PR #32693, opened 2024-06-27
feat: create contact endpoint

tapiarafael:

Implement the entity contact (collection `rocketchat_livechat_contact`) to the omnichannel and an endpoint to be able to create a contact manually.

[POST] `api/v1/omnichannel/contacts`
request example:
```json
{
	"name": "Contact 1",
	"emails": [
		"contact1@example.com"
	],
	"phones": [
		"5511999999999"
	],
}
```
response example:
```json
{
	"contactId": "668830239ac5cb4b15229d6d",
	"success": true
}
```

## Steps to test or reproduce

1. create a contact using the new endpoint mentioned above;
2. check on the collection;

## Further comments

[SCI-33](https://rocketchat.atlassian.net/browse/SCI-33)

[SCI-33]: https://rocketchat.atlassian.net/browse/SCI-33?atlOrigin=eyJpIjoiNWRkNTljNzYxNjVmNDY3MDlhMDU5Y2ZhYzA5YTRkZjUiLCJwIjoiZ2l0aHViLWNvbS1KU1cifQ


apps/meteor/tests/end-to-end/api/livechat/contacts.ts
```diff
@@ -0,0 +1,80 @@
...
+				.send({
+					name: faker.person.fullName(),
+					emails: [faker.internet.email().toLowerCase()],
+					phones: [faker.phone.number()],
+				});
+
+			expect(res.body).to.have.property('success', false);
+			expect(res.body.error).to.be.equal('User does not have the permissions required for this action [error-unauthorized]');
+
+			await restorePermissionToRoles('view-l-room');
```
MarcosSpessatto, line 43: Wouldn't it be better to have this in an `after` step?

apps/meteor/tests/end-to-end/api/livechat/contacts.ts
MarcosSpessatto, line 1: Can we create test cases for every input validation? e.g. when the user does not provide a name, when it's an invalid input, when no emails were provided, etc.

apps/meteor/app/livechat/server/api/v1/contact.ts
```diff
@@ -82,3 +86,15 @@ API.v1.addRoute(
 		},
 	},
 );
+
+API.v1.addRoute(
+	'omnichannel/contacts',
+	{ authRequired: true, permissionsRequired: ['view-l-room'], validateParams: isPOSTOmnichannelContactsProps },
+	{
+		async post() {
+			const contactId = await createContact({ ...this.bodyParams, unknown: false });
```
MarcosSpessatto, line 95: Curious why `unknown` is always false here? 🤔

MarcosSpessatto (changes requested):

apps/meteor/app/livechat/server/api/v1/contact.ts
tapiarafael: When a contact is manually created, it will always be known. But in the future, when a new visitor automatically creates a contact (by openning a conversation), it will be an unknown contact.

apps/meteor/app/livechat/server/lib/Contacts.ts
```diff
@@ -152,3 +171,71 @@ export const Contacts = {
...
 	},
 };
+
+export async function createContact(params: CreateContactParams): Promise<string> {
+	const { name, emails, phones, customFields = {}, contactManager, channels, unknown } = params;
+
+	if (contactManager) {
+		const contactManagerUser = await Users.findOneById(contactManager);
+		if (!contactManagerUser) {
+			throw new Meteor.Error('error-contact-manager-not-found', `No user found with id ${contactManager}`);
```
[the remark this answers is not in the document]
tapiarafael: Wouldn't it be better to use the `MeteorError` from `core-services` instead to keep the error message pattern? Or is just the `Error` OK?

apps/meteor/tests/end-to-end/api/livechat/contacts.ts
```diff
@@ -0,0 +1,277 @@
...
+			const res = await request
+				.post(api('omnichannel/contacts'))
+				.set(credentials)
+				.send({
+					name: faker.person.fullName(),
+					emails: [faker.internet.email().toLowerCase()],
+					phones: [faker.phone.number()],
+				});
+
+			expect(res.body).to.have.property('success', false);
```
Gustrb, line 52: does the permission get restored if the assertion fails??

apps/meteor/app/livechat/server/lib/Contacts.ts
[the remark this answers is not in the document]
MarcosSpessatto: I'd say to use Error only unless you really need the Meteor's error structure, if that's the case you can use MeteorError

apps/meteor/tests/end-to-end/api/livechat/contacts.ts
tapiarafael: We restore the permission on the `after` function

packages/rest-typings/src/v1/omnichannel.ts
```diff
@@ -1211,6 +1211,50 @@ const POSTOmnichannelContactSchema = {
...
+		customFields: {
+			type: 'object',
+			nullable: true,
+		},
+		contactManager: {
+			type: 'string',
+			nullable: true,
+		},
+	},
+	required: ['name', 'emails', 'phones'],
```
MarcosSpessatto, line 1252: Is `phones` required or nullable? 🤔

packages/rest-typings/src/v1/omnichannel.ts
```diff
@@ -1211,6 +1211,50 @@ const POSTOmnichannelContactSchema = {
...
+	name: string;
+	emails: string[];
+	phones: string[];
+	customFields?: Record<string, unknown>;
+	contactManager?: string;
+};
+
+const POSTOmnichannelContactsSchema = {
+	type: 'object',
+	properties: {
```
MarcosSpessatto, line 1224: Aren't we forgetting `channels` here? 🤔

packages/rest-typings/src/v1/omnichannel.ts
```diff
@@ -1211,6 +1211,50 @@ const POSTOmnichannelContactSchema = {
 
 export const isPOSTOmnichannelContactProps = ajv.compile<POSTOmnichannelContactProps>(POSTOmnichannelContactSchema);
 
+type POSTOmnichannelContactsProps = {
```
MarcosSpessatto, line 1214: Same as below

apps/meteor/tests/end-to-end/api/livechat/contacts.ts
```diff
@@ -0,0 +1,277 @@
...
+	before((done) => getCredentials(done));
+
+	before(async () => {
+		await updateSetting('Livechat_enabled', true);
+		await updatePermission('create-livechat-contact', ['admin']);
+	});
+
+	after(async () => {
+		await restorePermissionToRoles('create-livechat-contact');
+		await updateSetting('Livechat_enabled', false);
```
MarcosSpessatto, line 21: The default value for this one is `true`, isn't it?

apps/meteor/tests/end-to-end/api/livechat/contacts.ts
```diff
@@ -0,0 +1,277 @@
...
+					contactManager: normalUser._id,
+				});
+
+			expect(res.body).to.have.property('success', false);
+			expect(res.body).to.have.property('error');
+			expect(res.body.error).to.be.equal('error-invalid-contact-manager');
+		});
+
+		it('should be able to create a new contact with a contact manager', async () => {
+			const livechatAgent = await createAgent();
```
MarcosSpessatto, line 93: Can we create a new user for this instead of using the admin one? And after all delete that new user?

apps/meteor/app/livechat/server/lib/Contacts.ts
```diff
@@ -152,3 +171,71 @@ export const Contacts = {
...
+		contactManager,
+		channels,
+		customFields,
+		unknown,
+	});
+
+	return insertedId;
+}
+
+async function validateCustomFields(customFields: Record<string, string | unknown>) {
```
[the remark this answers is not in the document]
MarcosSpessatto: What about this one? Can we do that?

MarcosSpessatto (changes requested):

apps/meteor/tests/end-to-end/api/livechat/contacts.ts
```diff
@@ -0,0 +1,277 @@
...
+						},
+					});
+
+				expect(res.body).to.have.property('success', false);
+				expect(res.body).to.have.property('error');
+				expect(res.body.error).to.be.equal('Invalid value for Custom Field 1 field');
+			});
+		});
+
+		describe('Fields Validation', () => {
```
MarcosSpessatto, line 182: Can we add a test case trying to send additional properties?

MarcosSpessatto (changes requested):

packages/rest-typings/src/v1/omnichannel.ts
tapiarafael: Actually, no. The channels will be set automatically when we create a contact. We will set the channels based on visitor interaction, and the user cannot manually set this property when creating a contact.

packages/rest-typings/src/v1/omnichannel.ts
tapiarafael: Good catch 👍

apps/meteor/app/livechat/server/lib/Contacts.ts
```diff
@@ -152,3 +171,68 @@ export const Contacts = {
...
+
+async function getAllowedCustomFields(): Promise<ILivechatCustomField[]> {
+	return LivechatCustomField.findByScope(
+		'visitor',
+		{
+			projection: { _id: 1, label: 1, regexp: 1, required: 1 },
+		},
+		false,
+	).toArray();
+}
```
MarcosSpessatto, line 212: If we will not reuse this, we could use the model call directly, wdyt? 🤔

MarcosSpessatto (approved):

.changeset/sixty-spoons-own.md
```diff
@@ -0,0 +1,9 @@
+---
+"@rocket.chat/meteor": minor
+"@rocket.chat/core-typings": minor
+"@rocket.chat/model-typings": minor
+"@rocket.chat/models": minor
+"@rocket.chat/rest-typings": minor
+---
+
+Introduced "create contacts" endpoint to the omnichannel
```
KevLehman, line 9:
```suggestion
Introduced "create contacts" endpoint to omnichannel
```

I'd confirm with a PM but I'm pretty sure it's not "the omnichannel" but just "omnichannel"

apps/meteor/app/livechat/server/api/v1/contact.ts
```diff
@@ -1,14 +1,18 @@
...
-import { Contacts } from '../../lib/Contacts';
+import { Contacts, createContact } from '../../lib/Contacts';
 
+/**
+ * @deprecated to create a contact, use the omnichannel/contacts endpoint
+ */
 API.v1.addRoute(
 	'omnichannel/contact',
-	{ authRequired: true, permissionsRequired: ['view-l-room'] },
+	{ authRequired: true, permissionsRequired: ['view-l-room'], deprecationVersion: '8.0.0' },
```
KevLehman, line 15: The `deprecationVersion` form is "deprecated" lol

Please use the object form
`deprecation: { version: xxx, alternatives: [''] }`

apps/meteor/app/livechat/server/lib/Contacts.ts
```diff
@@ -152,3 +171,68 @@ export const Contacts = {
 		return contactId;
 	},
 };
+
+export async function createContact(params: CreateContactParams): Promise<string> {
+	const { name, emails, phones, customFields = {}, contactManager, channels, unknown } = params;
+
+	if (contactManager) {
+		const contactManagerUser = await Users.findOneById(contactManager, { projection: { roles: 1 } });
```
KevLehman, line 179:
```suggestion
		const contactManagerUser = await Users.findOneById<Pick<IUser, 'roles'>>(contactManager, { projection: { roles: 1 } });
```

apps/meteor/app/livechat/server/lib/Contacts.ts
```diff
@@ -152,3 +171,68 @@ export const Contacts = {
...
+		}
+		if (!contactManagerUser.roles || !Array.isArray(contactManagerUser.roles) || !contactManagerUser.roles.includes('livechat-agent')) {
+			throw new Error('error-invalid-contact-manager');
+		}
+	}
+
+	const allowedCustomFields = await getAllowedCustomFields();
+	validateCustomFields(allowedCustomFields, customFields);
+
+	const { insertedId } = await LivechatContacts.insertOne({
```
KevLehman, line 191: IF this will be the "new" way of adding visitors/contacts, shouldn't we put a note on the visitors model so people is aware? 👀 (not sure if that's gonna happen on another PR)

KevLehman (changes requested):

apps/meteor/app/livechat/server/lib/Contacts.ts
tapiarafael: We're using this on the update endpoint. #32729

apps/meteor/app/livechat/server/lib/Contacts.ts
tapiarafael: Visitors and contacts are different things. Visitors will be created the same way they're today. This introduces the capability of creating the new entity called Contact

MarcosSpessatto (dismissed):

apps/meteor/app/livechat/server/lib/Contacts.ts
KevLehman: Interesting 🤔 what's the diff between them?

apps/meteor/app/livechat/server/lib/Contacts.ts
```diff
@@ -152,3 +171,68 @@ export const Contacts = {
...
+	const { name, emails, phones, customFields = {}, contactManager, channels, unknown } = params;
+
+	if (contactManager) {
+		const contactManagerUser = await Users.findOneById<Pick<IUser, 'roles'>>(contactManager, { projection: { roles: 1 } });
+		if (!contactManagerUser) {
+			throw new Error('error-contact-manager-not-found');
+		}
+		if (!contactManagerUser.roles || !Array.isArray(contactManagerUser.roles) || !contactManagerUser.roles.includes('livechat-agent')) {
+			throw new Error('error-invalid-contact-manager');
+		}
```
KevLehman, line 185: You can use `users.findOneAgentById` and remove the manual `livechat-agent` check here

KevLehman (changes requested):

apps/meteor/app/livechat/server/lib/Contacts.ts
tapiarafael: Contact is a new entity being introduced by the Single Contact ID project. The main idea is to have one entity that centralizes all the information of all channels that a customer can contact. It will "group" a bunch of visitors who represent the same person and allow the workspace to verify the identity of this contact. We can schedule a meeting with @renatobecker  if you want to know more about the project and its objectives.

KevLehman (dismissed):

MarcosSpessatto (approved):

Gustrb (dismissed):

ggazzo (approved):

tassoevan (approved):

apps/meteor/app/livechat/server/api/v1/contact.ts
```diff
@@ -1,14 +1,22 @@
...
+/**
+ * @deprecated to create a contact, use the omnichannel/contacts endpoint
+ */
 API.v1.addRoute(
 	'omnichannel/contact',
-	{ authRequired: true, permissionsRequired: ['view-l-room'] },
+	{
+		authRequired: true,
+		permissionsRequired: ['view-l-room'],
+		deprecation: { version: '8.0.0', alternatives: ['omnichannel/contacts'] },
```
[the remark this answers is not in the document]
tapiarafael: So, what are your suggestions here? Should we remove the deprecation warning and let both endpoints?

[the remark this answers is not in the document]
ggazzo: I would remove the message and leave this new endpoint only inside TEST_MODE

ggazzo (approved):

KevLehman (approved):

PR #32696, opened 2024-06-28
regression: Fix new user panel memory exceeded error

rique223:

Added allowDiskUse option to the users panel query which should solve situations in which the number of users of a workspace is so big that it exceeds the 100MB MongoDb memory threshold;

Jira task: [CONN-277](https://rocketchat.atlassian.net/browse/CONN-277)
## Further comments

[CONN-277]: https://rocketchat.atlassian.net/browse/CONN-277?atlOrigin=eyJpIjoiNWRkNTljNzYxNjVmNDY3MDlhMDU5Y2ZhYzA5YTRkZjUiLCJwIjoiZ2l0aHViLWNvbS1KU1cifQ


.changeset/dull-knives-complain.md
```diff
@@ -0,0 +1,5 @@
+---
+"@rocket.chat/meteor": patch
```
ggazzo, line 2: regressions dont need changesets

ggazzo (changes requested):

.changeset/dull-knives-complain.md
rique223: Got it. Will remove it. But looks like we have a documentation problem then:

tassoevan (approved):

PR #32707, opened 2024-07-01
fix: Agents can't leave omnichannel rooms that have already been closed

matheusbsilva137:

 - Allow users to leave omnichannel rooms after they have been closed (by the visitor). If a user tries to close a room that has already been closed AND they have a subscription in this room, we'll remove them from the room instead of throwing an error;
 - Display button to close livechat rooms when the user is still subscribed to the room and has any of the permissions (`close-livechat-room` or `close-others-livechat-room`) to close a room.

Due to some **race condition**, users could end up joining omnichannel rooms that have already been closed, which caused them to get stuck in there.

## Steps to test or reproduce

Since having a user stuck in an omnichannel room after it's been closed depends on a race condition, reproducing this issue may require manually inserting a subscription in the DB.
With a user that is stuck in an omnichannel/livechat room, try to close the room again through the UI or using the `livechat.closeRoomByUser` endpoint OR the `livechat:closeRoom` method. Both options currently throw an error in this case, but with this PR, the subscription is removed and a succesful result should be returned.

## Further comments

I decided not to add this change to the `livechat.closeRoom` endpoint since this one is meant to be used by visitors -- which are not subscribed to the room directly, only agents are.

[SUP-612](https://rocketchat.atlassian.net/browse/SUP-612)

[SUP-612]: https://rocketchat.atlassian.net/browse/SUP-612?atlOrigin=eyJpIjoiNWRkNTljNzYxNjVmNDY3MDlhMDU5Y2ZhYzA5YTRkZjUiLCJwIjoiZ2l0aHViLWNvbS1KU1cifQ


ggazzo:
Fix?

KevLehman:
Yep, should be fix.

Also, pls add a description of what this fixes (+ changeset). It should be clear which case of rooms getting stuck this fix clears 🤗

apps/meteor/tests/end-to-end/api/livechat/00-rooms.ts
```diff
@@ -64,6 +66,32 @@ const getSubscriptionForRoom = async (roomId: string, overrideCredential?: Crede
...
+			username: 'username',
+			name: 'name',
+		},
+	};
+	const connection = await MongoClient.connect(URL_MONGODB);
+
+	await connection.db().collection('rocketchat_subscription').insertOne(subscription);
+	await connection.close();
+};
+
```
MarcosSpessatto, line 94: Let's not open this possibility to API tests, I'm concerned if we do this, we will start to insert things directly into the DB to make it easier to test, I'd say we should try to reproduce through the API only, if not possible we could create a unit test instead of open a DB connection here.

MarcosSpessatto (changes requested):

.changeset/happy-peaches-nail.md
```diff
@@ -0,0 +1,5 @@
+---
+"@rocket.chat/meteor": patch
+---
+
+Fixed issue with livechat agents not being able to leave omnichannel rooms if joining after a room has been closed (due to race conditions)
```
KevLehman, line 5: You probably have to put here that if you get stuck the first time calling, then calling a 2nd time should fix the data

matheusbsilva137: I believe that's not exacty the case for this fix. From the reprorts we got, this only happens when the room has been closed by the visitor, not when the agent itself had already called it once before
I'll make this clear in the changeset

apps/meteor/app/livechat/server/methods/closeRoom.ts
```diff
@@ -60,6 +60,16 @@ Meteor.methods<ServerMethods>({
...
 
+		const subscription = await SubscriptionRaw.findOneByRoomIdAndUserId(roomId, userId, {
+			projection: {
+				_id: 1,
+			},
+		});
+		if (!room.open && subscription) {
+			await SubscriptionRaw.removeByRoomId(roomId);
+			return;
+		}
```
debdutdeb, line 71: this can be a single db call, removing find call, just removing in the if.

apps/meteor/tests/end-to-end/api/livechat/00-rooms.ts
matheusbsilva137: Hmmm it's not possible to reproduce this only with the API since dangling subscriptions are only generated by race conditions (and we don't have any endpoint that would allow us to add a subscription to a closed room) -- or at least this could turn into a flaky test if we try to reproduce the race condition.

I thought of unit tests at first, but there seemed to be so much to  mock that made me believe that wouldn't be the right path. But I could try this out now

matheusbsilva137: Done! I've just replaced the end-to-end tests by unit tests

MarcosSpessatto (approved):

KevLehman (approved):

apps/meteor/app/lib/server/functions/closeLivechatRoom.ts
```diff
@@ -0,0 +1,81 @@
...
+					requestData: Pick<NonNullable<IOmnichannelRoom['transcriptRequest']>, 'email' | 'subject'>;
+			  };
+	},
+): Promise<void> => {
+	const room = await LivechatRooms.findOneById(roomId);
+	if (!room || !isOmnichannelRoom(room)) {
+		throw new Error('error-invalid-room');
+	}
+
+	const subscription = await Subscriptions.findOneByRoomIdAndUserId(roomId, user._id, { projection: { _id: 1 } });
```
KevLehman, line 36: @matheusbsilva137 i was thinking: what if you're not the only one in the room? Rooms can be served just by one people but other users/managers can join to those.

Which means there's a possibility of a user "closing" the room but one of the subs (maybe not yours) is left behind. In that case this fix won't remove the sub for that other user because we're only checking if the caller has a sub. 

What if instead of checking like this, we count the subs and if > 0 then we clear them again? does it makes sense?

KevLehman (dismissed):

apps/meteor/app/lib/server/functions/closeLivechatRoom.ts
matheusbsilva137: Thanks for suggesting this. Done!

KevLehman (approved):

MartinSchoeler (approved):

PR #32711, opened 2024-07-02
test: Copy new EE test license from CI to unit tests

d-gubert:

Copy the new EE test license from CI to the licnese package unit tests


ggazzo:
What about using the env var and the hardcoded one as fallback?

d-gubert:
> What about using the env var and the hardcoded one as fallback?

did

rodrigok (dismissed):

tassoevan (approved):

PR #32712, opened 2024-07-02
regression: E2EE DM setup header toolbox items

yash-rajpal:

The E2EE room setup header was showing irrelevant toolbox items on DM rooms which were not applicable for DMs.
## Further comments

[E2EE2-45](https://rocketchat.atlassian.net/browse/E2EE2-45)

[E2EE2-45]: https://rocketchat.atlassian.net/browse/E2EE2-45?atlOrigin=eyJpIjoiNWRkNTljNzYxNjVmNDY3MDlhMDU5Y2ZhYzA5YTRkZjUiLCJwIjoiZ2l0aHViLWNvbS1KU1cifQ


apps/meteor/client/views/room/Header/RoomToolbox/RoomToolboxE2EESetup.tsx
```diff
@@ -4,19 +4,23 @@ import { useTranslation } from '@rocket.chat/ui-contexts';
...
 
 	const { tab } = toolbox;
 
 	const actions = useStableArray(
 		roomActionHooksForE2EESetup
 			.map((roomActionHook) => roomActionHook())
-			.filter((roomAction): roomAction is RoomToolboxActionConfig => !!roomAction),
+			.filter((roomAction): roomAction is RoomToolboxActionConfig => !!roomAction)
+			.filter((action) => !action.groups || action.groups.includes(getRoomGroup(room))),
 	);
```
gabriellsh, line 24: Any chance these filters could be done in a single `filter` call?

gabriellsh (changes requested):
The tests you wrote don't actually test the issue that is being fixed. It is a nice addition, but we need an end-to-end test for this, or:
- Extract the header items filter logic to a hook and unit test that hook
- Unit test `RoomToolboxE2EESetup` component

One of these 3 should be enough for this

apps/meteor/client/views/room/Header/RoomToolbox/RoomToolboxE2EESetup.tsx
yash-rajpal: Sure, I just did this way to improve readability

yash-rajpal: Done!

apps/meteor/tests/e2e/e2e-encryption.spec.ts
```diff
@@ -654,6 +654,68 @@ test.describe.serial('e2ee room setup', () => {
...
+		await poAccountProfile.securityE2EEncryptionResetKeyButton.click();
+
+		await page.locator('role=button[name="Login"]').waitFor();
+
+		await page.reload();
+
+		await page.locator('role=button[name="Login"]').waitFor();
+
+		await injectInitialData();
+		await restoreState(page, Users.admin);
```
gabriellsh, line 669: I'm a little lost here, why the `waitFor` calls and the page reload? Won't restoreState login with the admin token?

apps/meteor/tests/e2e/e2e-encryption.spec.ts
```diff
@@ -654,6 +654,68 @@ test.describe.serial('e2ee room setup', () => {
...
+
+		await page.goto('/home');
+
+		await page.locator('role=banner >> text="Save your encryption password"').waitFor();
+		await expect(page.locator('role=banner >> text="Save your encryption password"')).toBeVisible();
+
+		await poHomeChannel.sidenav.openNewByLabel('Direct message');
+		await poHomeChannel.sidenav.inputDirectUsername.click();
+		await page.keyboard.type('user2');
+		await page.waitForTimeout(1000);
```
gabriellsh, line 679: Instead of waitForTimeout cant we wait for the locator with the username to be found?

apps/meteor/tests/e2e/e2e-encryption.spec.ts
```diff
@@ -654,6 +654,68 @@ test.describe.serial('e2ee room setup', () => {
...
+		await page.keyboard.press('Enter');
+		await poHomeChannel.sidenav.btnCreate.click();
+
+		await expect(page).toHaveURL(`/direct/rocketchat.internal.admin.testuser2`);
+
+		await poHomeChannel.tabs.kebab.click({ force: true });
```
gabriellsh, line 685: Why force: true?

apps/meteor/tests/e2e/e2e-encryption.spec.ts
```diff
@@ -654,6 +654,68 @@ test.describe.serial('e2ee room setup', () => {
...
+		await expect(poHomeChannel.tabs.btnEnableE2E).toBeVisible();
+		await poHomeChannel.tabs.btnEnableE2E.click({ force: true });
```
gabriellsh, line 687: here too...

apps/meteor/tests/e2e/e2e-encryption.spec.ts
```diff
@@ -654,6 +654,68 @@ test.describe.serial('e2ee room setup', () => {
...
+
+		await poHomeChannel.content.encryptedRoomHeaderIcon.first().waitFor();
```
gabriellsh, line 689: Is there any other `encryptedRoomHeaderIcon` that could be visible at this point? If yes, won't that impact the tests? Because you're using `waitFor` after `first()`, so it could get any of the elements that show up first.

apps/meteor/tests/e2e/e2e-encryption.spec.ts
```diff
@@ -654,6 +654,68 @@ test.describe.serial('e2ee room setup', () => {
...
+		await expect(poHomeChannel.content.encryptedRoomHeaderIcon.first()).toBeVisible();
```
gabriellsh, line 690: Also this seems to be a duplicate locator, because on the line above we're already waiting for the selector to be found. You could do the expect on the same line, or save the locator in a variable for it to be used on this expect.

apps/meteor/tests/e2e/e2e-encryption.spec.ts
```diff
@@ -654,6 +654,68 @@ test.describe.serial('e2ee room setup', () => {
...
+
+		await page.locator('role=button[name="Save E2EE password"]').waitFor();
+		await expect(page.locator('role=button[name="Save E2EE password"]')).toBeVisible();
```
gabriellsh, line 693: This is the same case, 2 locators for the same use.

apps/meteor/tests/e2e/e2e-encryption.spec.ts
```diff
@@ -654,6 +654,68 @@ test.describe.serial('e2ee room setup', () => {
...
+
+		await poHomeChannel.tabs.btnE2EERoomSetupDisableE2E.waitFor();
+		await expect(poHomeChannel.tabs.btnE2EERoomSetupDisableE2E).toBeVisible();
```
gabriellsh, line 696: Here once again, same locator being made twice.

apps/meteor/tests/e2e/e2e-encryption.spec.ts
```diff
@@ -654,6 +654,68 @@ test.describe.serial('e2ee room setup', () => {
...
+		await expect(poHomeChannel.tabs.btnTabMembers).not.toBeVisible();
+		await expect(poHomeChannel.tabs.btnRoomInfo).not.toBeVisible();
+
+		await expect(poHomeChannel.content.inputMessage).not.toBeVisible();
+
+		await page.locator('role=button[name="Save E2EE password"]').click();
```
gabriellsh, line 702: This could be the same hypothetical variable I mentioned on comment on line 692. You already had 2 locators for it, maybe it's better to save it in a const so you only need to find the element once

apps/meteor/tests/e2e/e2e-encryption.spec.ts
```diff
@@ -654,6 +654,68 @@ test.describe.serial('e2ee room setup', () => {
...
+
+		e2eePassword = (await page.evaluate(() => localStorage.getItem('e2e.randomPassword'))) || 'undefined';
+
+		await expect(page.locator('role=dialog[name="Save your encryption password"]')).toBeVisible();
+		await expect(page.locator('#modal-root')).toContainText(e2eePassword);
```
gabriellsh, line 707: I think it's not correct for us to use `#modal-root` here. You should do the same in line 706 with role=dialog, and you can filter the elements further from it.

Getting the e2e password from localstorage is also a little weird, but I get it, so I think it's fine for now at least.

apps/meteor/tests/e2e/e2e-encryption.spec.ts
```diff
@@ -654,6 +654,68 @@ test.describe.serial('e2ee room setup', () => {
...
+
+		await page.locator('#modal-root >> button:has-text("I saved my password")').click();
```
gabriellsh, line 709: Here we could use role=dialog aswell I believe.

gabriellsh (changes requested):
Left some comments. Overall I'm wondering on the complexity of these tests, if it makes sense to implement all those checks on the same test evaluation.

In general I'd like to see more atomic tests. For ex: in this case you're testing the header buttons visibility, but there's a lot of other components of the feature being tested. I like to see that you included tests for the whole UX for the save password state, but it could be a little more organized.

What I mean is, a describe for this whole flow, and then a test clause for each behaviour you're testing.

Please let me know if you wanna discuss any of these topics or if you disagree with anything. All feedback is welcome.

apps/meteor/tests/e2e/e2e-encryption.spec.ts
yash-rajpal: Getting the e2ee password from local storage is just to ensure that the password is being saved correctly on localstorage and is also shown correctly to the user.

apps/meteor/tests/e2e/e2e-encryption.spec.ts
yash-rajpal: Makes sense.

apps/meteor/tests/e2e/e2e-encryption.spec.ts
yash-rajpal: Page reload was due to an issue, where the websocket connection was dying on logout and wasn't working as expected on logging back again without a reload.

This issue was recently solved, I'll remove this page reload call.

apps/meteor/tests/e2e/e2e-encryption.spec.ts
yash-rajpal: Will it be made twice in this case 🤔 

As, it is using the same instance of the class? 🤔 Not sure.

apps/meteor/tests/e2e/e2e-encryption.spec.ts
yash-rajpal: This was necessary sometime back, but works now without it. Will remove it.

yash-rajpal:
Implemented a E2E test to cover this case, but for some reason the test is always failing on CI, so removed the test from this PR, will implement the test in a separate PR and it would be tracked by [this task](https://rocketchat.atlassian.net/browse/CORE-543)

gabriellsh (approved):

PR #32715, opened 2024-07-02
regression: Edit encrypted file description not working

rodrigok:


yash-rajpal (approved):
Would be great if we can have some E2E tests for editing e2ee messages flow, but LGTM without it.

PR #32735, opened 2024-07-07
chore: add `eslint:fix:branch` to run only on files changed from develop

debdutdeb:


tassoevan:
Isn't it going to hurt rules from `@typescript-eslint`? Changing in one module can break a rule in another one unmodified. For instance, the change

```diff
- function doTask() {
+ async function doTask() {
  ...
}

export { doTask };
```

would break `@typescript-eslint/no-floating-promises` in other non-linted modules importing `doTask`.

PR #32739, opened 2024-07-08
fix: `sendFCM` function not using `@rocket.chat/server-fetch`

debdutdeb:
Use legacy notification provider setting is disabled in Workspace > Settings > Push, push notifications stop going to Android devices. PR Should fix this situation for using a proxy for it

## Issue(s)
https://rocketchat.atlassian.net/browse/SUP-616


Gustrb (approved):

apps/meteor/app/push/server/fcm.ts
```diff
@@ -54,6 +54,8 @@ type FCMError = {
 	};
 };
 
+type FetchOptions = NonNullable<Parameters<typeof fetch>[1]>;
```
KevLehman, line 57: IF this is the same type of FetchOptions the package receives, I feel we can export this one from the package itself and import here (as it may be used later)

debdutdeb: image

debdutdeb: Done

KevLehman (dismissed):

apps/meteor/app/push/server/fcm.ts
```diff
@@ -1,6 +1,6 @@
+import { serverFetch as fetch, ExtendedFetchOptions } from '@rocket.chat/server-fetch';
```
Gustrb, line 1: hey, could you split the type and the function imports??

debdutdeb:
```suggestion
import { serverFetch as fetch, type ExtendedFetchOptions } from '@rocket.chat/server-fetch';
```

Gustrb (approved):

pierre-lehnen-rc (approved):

::::

Each line above that has the word "Please" should be copied.

Please use the object form
Please let me know if you wanna discuss any of these topics or if you disagree with anything. All feedback is welcome.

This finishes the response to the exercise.